■ YOUR GOAL
Report every line of the data that includes "going".

■ DATA TO USE
* * * * * * *
PR #374, opened 2015-11-11
Fixes #12442 - Added a vhost to serve as internal infra port

parthaa:
Refer to this thread
https://groups.google.com/forum/#!topic/foreman-dev/9drbACTqbiw
and the attached image in this link in particular
https://groups.google.com/d/msg/foreman-dev/9drbACTqbiw/g67HXskJBwAJ

Basically we need to open up an infrastructure port so that components
like smart proxies can connect to it and communicate.

 This commit addresses the initial step in opening up a vhost. The next
step would be to get other services to talk to this.

### DIFF
--- a/manifests/config/passenger.pp
+++ b/manifests/config/passenger.pp
@@ -51,6 +51,10 @@ class foreman::config::passenger(
   $prestart            = $::foreman::passenger_prestart,
   $min_instances       = $::foreman::passenger_min_instances,
   $start_timeout       = $::foreman::passenger_start_timeout,
+  $infrastructure_port = 9070,
+  $client_ca           = $::foreman::client_ssl_ca,
+  $client_key          = $::foreman::client_ssl_key,
+  $client_cert         = $::foreman::client_ssl_cert,
 ) {
   # validate parameter values
   if $listen_on_interface {
@@ -148,7 +152,7 @@ class foreman::config::passenger(
         recurse => true,
       }
 
-      apache::vhost { 'foreman-ssl':
+      apache::vhost { 'foreman-infrastructure':
         add_default_charset     => 'UTF-8',
         docroot                 => $docroot,
         ip                      => $listen_interface,
@@ -158,10 +162,10 @@ class foreman::config::passenger(
         passenger_pre_start     => $https_prestart,
         passenger_start_timeout => $start_timeout,
         passenger_ruby          => $ruby,
-        port                    => 443,
+        port                    => $infrastructure_port,
         priority                => '05',
         servername              => $servername,
-        serveraliases           => ['foreman'],
+        serveraliases           => ['foreman_infra'],
         ssl                     => true,
         ssl_cert                => $ssl_cert,
         ssl_key                 => $ssl_key,
@@ -174,6 +178,67 @@ class foreman::config::passenger(
         ssl_verify_depth        => '3',
         custom_fragment         => template('foreman/_assets.conf.erb', 'foreman/_ssl_virt_host_include.erb',
                                             'foreman/_suburi.conf.erb'),
+      }
+
+      $bundle_cert_dir = '/usr/share/foreman/ssl'
+      $client_bundle = "${bundle_cert_dir}/client_bundle.pem"
+
+      file { $bundle_cert_dir:
+        ensure => 'directory',
+        owner  => 'root',
+        group  => $::foreman::group,
+        mode   => '0750',
+      }
+
+      concat {$client_bundle:
+        owner => 'root',
+        group => $::foreman::group,
+        mode  => '0640',
+      }
+
+      concat::fragment{ 'client_key':
+        target => $client_bundle,
+        source => $client_key,
+        order  => '01',
+      }
+
+      concat::fragment{ 'client_cert':
+        target => $client_bundle,
+        source => $client_cert,
+        order  => '02',
+      }
+
+      $infrastructure_url = "https://${servername}:${infrastructure_port}"
+      $infrastructure_redirection_path = '/'
+      apache::vhost { 'foreman-ssl':
+        add_default_charset => 'UTF-8',
+        docroot             => $docroot,
+        ip                  => $listen_interface,
+        options             => ['SymLinksIfOwnerMatch'],
+        port                => 443,
+        priority            => '05',
+        servername          => $servername,
+        serveraliases       => ['foreman'],
+        ssl                 => true,
+        ssl_cert            => $ssl_cert,
+        ssl_key             => $ssl_key,
+        ssl_chain           => $ssl_chain,
+        ssl_ca              => $ssl_ca,
+        ssl_crl             => $ssl_crl_real,
+        ssl_crl_check       => $ssl_crl_check,
+        ssl_verify_client   => 'optional',
+        ssl_options         => '+StdEnvVars +ExportCertData',
+        ssl_verify_depth    => '3',
+        ssl_proxyengine     => true,
+        proxy_pass          => [{
+          'path'         => $infrastructure_redirection_path,
+          'url'          => $infrastructure_url,
+          'reverse_urls' => [$infrastructure_redirection_path, $infrastructure_url]
+        }],
+        custom_fragment     => "
+        SSLProxyCACertificateFile ${client_ca}
+        SSLProxyMachineCertificateFile ${client_bundle}
+        ",
       }
     }
   } else {


domcleal:
Looks like this is a Katello change, perhaps make it there?

ekohl:
I agree at least partly with @domcleal. I'm not against it per se, but I don't see any benefit to this change in the current form. It looks like there's no service behind it and no way to extend this (from other modules or through parameters).

parthaa:
@domcleal @ekohl 
Maybe its a bad assumption, but this is more of a fundamental change from what I gather. From the email thread there the goal seems to be to move to the following architecture.
Newer Certs Arch

This is intended to be Stage 1. Assumption is that services like smart proxy will start using this once we get this in.

ekohl:
@parthaa I get that, but the current patch doesn't add any value: there's no service behind the vhost and no way for other modules to hook into it. I don't mind merging patches with partial functionality, but it has to add some value.

manifests/config/passenger.pp
```diff
@@ -108,6 +108,17 @@
       recurse => true,
     }
 
+    apache::vhost { 'foreman-infrastructure':
```
ehelms: This needs to be an SSL based vhost.

ehelms:
I think the initial value would come with a corresponding puppet-foreman_proxy PR that changes the default port to connect to this 9070 port. Then the web interfaces SSL certificates are de-coupled from the "infrastructure" certificates and easier for a user to change them out (i.e. they wouldn't have to change all their existing certificates for smart proxies down the road). This applies largely to greenfield deployments, however, it shouldn't break existing deployments as smart proxies connecting to 443 should still work as well (even if the user were to change out the web interface certificates).

ekohl:
I think that this PR should be changed to duplicate the SSL-vhost definition with a changed port. Since most users won't need this (I mostly see it as an advanced user/katello feature), IMHO it should be under a parameter that defaults to off. Maybe ```infrastructure_port``` and if it's not ```0``` then the vhost should be enabled.

domcleal:
Yeah, it would also increase out of the box memory usage by running another app instance.

ohadlevy:
I also support this change, and would allow a nice way to decouple from puppet ca, but we are missing the additional pr's to actually consume this from other services.
further, as @domcleal mention, this should be disabled by default, enabled probably by an explicit requirement, so that we don't increase the server load (number of passenger apps running) by default even when serving only one set of certificates.
I would rather introduce something like iptables DNAT (or apache proxy etc) vs have another app deployment that effect server load

ekohl:
@ohadlevy I also thought of some redirection, but think I'd prefer an apache proxy over iptables DNAT for simplicity of deployment.

ohadlevy:
@ekohl fine, how about mod_proxy then?

ehelms:
Roughly how much overhead would proxying vs another application instance produce?  

The downside to having it off by default is if a user doesn't deploy it and then spins up a bunch of smart proxies. Then if they want to make use of the separation they are going to have to go update all of their smart proxies which the idea was to create a network and certificate setup that wouldn't require the user to go manually update a bunch of their infrastructure (whether it was certificates or ports). That is to say, from my understanding of the discussions around this previously, the goals were:

1) Make custom certificates easier to change out by the user
2) Separate user facing network connections from "infrastructure" network and increase predictability
3) Make infrastructure connections (e.g. adding other components/services) extensible

ekohl:
@ohadlevy I think I'd start with that. Another benefit of mod_proxy is that you can use different certificates, but passing the correct certificate data might be interesting. That makes me think we should make the infrastructure port the actual passenger instance and proxy port 443 since most web users won't authenticate with client certificates.

@ehelms I think the overhead of mod_proxy is negligible so I think we could enable that by default. Running a full passenger stack (especially if we preload it like we do with our current foreman vhost) means quite a bit of memory, which makes it unsuitable for a default that won't be used by most users.

manifests/config/passenger.pp
```diff
@@ -175,6 +176,28 @@
         custom_fragment         => template('foreman/_assets.conf.erb', 'foreman/_ssl_virt_host_include.erb',
                                             'foreman/_suburi.conf.erb'),
       }
+
+      apache::vhost { 'foreman-ssl':
```
ehelms: This will require adding:

```
include apache::mod::proxy
include apache::mod::proxy_http
```

templates/_infrastructure_port_proxy.rb
```diff
@@ -0,0 +1,3 @@
+  ProxyPass / https://<%= @servername %>:9070
+  ProxyPassReverse / https://<%= @servername %>:9070
+  SSLProxyEngine On
```
ehelms: From some testing, this aspect of it will also require the following:

```
  ProxyPreserveHost on
  RequestHeader set X_FORWARDED_PROTO 'https'
  SSLProxyEngine On
  SSLProxyCACertificateFile "/var/lib/puppet/ssl/certs/ca.pem"
  SSLProxyMachineCertificateFile "/vagrant/foreman-installer/certs-bundle.pem"
```

This means we have to somewhat couple the 443 proxy port to the infrastructure port by making it aware of the CA that the infrastructure port is using (configured via  SSLProxyCACertificateFile). The other aspect is that we will have to generate a bundled key and certificate from the infrastructure CA and deploy it for the proxy to use (configured via SSLProxyMachineCertificateFile).

manifests/config/passenger.pp
ehelms: On second thought, you can configure everything without needing a template. Check out how we do the Capsule reverse proxy: https://github.com/Katello/puppet-capsule/blob/master/manifests/reverse_proxy.pp#L13

manifests/config/passenger.pp
```diff
@@ -175,6 +176,28 @@
...
+        add_default_charset     => 'UTF-8',
+        docroot                 => $docroot,
+        ip                      => $listen_interface,
+        options                 => ['SymLinksIfOwnerMatch'],
+        port                    => 443,
+        priority                => '06',
```
ekohl: I'd prefer keeping this at 05 so there's fewer changes for end users.

manifests/config/passenger.pp
```diff
@@ -51,7 +51,13 @@
   $prestart            = $::foreman::passenger_prestart,
   $min_instances       = $::foreman::passenger_min_instances,
   $start_timeout       = $::foreman::passenger_start_timeout,
+  $infrastructure_port = 9070,
+  $client_ca      = $::foreman::client_ssl_ca,
 ) {
+
+  $infrastructure_url = "https://${servername}:${infrastructure_port}"
+  $infrastructure_redirection_path = "/"
```
ehelms: I'd put these just above the vhost definition since thats where they are used (localizes them for context).

ehelms:
To create `  SSLProxyMachineCertificateFile "/vagrant/foreman-installer/certs-bundle.pem"`, I think you could use concat as the first step to combine the `ssl_cert` and `ssl_key` parameters into a bundle for it. As to where to deploy that file, we could either opt for introducing cert storage in:

/etc/foreman/ssl
/etc/foreman/
/etc/pki/foreman

Currently my prototype work with puppet-foreman_certs concept is using the latter -- https://github.com/ehelms/puppet-foreman_certs/blob/master/manifests/params.pp#L3

manifests/config/passenger.pp
```diff
@@ -175,6 +180,67 @@
         custom_fragment         => template('foreman/_assets.conf.erb', 'foreman/_ssl_virt_host_include.erb',
                                             'foreman/_suburi.conf.erb'),
       }
+
+      $pki_dir = '/etc/pki/foreman'
```
ekohl: `/etc/pki` is something that only exists on RH-based distros. I'm not sure what would be the best place for this that's generic for all distros.

manifests/config/passenger.pp
```diff
@@ -175,6 +180,67 @@
...
+        ssl_verify_depth        => '3',
+        ssl_proxyengine         => true,
+        proxy_pass              => [{
+          'path'         => $infrastructure_redirection_path,
+          'url'          => $infrastructure_url,
+          'reverse_urls' => [$infrastructure_redirection_path, $infrastructure_url]
+        }],
+        custom_fragment   => "
+          SSLProxyCACertificateFile ${client_ca}
+          SSLProxyMachineCertificateFile ${client_bundle}
```
ekohl: I'm not familiar with this, but am I reading it right that this does SSL client authentication against the infra vhost using this bundle? Wouldn't that open up this vhost rendering our authentication useless?

manifests/config/passenger.pp
ehelms: Good to know, searching around Debian has `/etc/ssl`. We could either set to path depending on the distro or follow the Puppet model and do something like `/usr/share/foreman/ssl` or `/var/lib/foreman/ssl` or `/etc/foreman/ssl`

manifests/config/passenger.pp
ehelms: It does - however, as I understand how it works (from our prior use case), the vhost itself will do authentication first using the SSL configuration for it. Then if that authentication passes, it will proxy the request to the infrastructure vhost using the client bundle.

ekohl: I think the setup would become something like:

```
Client <-> foreman-ssl vhost <-> foreman-infrastructure vhost
```

The ```Client``` can (but doesn't have to) present a client certificate. If it doesn't, won't that mean the ```foreman-ssl vhost``` will present a valid client certificate to ```foreman-infrastructure vhost```?

manifests/config/passenger.pp
ekohl: I think we should prefer distro locations if possible, but fall back to something generic.

manifests/config/passenger.pp
```diff
@@ -126,6 +130,7 @@
                                           'foreman/_suburi.conf.erb'),
     }
 
+
```
ekohl: Nitpick: please remove this line.

manifests/config/passenger.pp
```diff
@@ -158,10 +163,10 @@
         passenger_pre_start     => $https_prestart,
         passenger_start_timeout => $start_timeout,
         passenger_ruby          => $ruby,
-        port                    => 443,
+        port                    => 9070,
```
ekohl: Use ```$infrastructure_port``` here?

manifests/config/passenger.pp
ehelms: When communicating to the foreman-ssl vhost (443) ? or the instrastructure vhost (9070) ?

ekohl: In my scenario the client communicates with foreman-ssl vhost.

ehelms: If the client doesn't present a valid SSL certificate to the foreman-ssl vhost, it would get rejected by the SSL configuration present there or am I missing some case where a client can bypass the SSL configuration of 443?

ekohl: Yes, a normal web browser usually doesn't do client certificates. API authentication is also username/password or OAuth. Note the ssl_verify_client is set to optional.

I highly suspect the cert is also used for authorization so I think it's also very important that the right certificate (data) is presented to ```foreman-infrastructure```.

manifests/config/passenger.pp
```diff
@@ -175,6 +179,67 @@
...
+        order  => '01',
+      }
+
+      concat::fragment{ 'client_cert':
+        target => $client_bundle,
+        source => $client_cert,
+        order  => '02',
+      }
+
+      $infrastructure_url = "https://${servername}:${infrastructure_port}"
```
ehelms: This needs to have a trailing `/`

manifests/config/passenger.pp
ehelms: Upon further testing, I was perhaps wrong about needing `SSLProxyMachineCertificateFile` as you mentioned @ekohl . I was previously not seeing the smart proxy register correctly but it may have been to (https://github.com/theforeman/puppet-foreman/pull/374#discussion_r46178225). I am going to try not having that directive, and providing a completely different set of certificates for 443 than puppet on both sides to confirm.

manifests/config/passenger.pp
```diff
@@ -175,6 +179,67 @@
...
+        ssl_verify_depth    => '3',
+        ssl_proxyengine     => true,
+        proxy_pass          => [{
+          'path'         => $infrastructure_redirection_path,
+          'url'          => $infrastructure_url,
+          'reverse_urls' => [$infrastructure_redirection_path, $infrastructure_url]
+        }],
+        custom_fragment     => "
+        SSLProxyCACertificateFile ${client_ca}
+        SSLProxyMachineCertificateFile ${client_bundle}
```
ehelms: After some testing using (https://github.com/iNecas/ownca) to generate custom certificates for 443 port, I agree with @ekohl that this is not needed as I was able to do a full install which included a smart proxy registering to 443 successfully.

manifests/config/passenger.pp
```diff
@@ -175,6 +179,67 @@
...
+        ssl_options         => '+StdEnvVars +ExportCertData',
+        ssl_verify_depth    => '3',
+        ssl_proxyengine     => true,
+        proxy_pass          => [{
+          'path'         => $infrastructure_redirection_path,
+          'url'          => $infrastructure_url,
+          'reverse_urls' => [$infrastructure_redirection_path, $infrastructure_url]
+        }],
+        custom_fragment     => "
+        SSLProxyCACertificateFile ${client_ca}
```
ehelms: This has to be in quotes:

```
SSLProxyCACertificateFile \"${client_ca}\"
```

lazyfrosch:
Please consider #389 as well :)

ohadlevy:
is anyone still working on this?

mmoll:
what's the status here?

ehelms:
@lazyfrosch Looking at #389, that would seem to solve the verifying clients that have certificates signed by a CA different than what the web server is using; however, would it solve the reserve direction of the client verifying the server? Anytime the certificates changed for the we server, the clients would all need to be updated still I think. 

@mmoll We let this one sit unintentionally, but I still feel it is a change worth pursuing with respect to the overall ecosystem. I'd take over with a new PR but I don't want to lose the conversation hitsory. I'll talk to @parthaa to see if we can push an update for review.

lazyfrosch:
@ehelms I'm not sure if it is wise to fiddle with ssl_dir for such a feature.

I think an infrastructure vhost is a good idea, since it would allow the "user" vhost to have a cert that is "publicly" or company wide trusted, and not the Puppet CA.

ekohl:
Is there a plan to revisit this?

mmoll:
no reaction, closing.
* * * * * * *
■ TASK OUTPUT
The downside to having it off by default is if a user doesn't deploy it and then spins up a bunch of smart proxies. Then if they want to make use of the separation they are going to have to go update all of their smart proxies which the idea was to create a network and certificate setup that wouldn't require the user to go manually update a bunch of their infrastructure (whether it was certificates or ports). That is to say, from my understanding of the discussions around this previously, the goals were:
ehelms: Upon further testing, I was perhaps wrong about needing `SSLProxyMachineCertificateFile` as you mentioned @ekohl . I was previously not seeing the smart proxy register correctly but it may have been to (https://github.com/theforeman/puppet-foreman/pull/374#discussion_r46178225). I am going to try not having that directive, and providing a completely different set of certificates for 443 than puppet on both sides to confirm.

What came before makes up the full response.